Make helping the needy go viral. - borue

Hello Friends.
Imagine that you make a purchase this holiday season and your purchase does not benefit the seller but a total stranger - rather, your purchase benefits a needy person somewhere in this world.<p>That&#x27;s the idea behind www.borue.org. We sell shirts and raise funds and awareness about world causes. We donate 100% of the net profits generated from the sale of our shirts towards a cause.<p>We need your help. We launched the project but the success of the project depends on our collective efforts. We need your help in getting the word out.<p>For our first organization we have partnered up with Watsi.org. Many of your might be familiar with Watsi, as some of their funds came from Y combinator.<p>Let&#x27;s see how much positivity we can bring in the lives of those who are less fortunate.<p>Always remember that not everyone in this world can experience the joy of making a new purchase.

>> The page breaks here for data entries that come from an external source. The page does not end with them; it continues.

Issue #567, opened 2020-03-29
Simple onboard collision avoidance for multiple Crazyflies


jpreiss:
In multi-quadrotor applications like mapping and search/rescue, where the task requires the robots to spread out, the risk of collisions is inherently low. We want to ensure collision avoidance, but heavy centralized planning methods that handle maze-like environments and dense formations (like @whoenig's work) are overkill. A simpler solution is some kind of reactive onboard collision avoidance, where each quadrotor attempts to move towards its goal position in a straight line, but reacts appropriately if another quadrotor is near.

We considered implementing something like this as library functionality in [Crazyswarm](https://github.com/USC-ACTLab/crazyswarm), but implementing it in the firmware has significant benefits:

- Most importantly: makes the functionality available to a larger set of Crazyflie users.
- Minimizes communication bandwidth - only need to send one packet with the goal position and any algorithm control parameters.
- Minimizes computational load on the base station PC.
- Keeps the Crazyswarm control script simple.

We would like to contribute our implementation back to the main firmware project.  I created this issue to get some design feedback before sending any PR.

# Algorithms

One suitable algorithm is [buffered Voronoi cells (BVC)](https://www.youtube.com/watch?v=rrDmcE94OQw).  Another possibility is [optimal reciprocal collision avoidance (ORCA)](https://www.youtube.com/watch?v=zmTgj4SKftc).  ORCA gets better results when spatial contention is high, but it requires knowing the velocity of neighbors, and imposes stricter constraints on the kind of control laws that can be followed.  Buffered Voronoi Cells only constrains that each robot should stay within its cell during the planning horizon.

I already have a prototype of BVC implemented in C and tested: https://github.com/bitcraze/crazyflie-firmware/compare/master...jpreiss:collision_avoidance. Most the core math is useful for generic applications so it has been implemented in https://github.com/jpreiss/cmath3d. I did not use the model-predictive optimal control from the BVC paper.  I use a simple projection of the desired direction vector into the Voronoi cell polytope.  It runs in less than 1ms on my PC, so I believe it will be fast enough to run at an appropriate rate on the Crazyflie's STM32.

# Software Design

## High-level commands

Currently there are only two fundamental control modes in the Crazyflie firmware:

- Follow a piecewise polynomial trajectory from the high-level commander.
- Follow streaming low-level setpoints from the PC.

[...]

PR #574, opened 2020-04-24
add peer_localization to store the position of other crazyflies

Zhenghao-Dai:
#567 In our discussion about implementing the collision avoidance, @krichardsson suggests that we put the position of other crazyflies in its own module. @jpreiss

### DIFF
--- a/Makefile
+++ b/Makefile
@@ -167,7 +167,7 @@ PROJ_OBJ += range.o app_handler.o static_mem.o
 
 # Stabilizer modules
 PROJ_OBJ += commander.o crtp_commander.o crtp_commander_rpyt.o
-PROJ_OBJ += crtp_commander_generic.o crtp_localization_service.o
+PROJ_OBJ += crtp_commander_generic.o crtp_localization_service.o peer_localization.o
 PROJ_OBJ += attitude_pid_controller.o sensfusion6.o stabilizer.o
 PROJ_OBJ += position_estimator_altitude.o position_controller_pid.o
 PROJ_OBJ += estimator.o estimator_complementary.o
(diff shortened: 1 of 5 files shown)


krichardsson:
Thanks for the pull request!

It looks good, but I have a couple minor comments:

1. The type "struct otherPosition:"
    1. We tend to typedef structs, see for instance https://github.com/bitcraze/crazyflie-firmware/blob/master/src/modules/interface/stabilizer_types.h#L57
    1.  We also try to name types based on the module to get some sort of "name space"  (previous is not a good example :-)), for instance this type should maybe be called peerLocalizationOtherPosition_t. There are no clear guidelines on naming, sorry!
    1. You could use the type point_t (in the example above), it already contains a timestamp if you want to
    1. It is probably enough to use a uint32_t for the timestamp

2. The size of the NUM_MAX_NEIGHBORS is fairly large considering that this functionality probably will be used by a limited number of users, in combination with that we are starting to be low on RAM. I'm not sure what a "normal" use case is for this module? What would make sense?

jpreiss:
Re. 1: @Zhenghao-Dai can you update the pull request? I think we can use the `point_t` as suggested. No need to add a redundant type.

Re. 2: I'm not sure about `NUM_MAX_NEIGHBORS`. I think 10 would be enough for most uses.

Users can always recompile and flash the firmware to support larger teams, but that gets more and more tedious as the number increases. Something like the dynamic memory allocation currently used to support long polynomial trajectories would be ideal.

Would it make sense to have a `peerLocalizationNumNeighbors` param that triggers a dynamic memory allocation when it changes? The default value could be zero. I think it would be reasonable to assume that this param will only change once after firmware bootup, so we can avoid worrying about memory fragmentation.

@whoenig any thoughts?

Zhenghao-Dai:
Updated

jpreiss:
@Zhenghao-Dai I think this CI build failure is related to copying the comments from Zoom chat, like we saw before. Try retyping the comments yourself.

Zhenghao-Dai:
Fixed and passed @jpreiss

krichardsson:
Merged. Thanks!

But we can bring positivity and happiness in their lives through the sale of our shirts. We can raise funds and help the needy!!<p>Thank you for reading this and your help.
This is a wonderful community.
www.Borue.org
www.facebook.com&#x2F;borue.org
www.twitter.com&#x2F;borueusa<p>-Lastly, a lot of irrelevant stuff goes viral, let&#x27;s make helping the needy go viral.
======
jlgaddis
This is the third time in the last week you've spammed HN with your link. It's
obviously not working. Go somewhere else.